Keeping Mobile Data Safe


Kathryn Lee

CCP | Volunteer
Panelists discuss keeping mobile data safe at the Global mHealth Forum.

Panelists discuss keeping mobile data safe at the Global mHealth Forum.

The Potential of Electronic Health Records

Electronic health records (EHRs) have the potential to improve many aspects of health care delivery in resource-poor settings, from averting dangerous drug interactions to providing additional layers of security; from removing the problems related to illegible handwriting to ensuring that the data collected is complete. But there are many important considerations that must accompany the decision to switch to an EHR system. At the Keeping Mobile Data Safe: Privacy & Security Issues in Global mHealth session during the Global mHealth Forum in Washington, D.C. on November 10th, the panelists did an excellent job at addressing security concerns.

Current State of Privacy Protections

Sonja Myhre, of the Norwegian Institute of Public Health, spoke of the findings from the large international survey that investigated the current state of EHRs in countries around the world. This study found that 90% of countries include some level of privacy and data security protection over their current health registry, while physical protections (such as locked file cabinets) are commonly the only safeguard in place for paper health record systems. Countries that have already implemented electronic registries have a wide range of administrative and technical safeguards in place, but there was little consensus regarding the standards for these security protections. In order to solve this need, the eRegistries Governance Guidance Toolkit was created to serve as a resource to policymakers during the planning stages of the transition to an EHR. The Toolkit provides practical guidance on topics such as Legal Framework and the components that can be included within the registry from a general perspective, and the Institute offers to coordinate with organizations and governments to customize the guidelines to a specific country. For more information, please visit

Measuring Identity: Biometrics

So what type of safeguard can we put into place in order to keep each patient’s health data confidential? Toby Norman, CEO of SimPrints, discussed the potential for biometric solutions to this very question. Using a biometric, such as a fingerprint, can restrict which health practitioners have access to confidential patient data, and when. Biometric safeguards have the potential to impact a great range of issues within the health system, from security and fraud, to ensuring patient adherence and verifying patient identity. “Nearly all biometric technology on the market today is designed for the western market,” Mr. Norman asserted. Currently available devices are not rugged, not extremely mobile, and often inaccessible to users in resource-poor settings because of high costs or other barriers. SimPrints has set out to build a software for global health settings. This innovative company is pursuing appropriate technologies from many biometrics, from fingerprints to facial recognition to footprint recognition to iris scanning.

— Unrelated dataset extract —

Issue #374, opened 2020-08-02
Refresh BC after drilldown with filters


AndrewRAM33:
Application want refresh bc, when recived drilldown wih refresh.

Unique Identifiers Able to Safeguard Confidentiality

Michael Frost, Senior Advisor at the Norwegian Institute of Public Health, discussed the importance of having a unique identifier for each patient, especially in conflict settings, where it is exceedingly unlikely that all members of a population have access to their health records or government-issued identification information. But how should this information be protected? “Most countries are still grappling with that question,” Frost admitted. But important first steps are separating the data into distinct databases, so that the biometric and the patient data are stored in the same place, and setting protocol and patient expectations such as the types of contact a patient can expect from the EHR, to safeguard against phishing attacks. Dr. Frost recommended that the community be allowed to determine which to prioritize, and what the proper balance is between privacy and access to one’s own health data.

Must We Sacrifice Access for Confidentiality?

All three panelists agreed that the right electronic health registry can provide excellent access to health data without compromising the confidentiality that each patient deserves. Incorporating the unique identifier into an EHR is straightforward, confirmed Dr. Frost. “It’s a totally solvable problem.”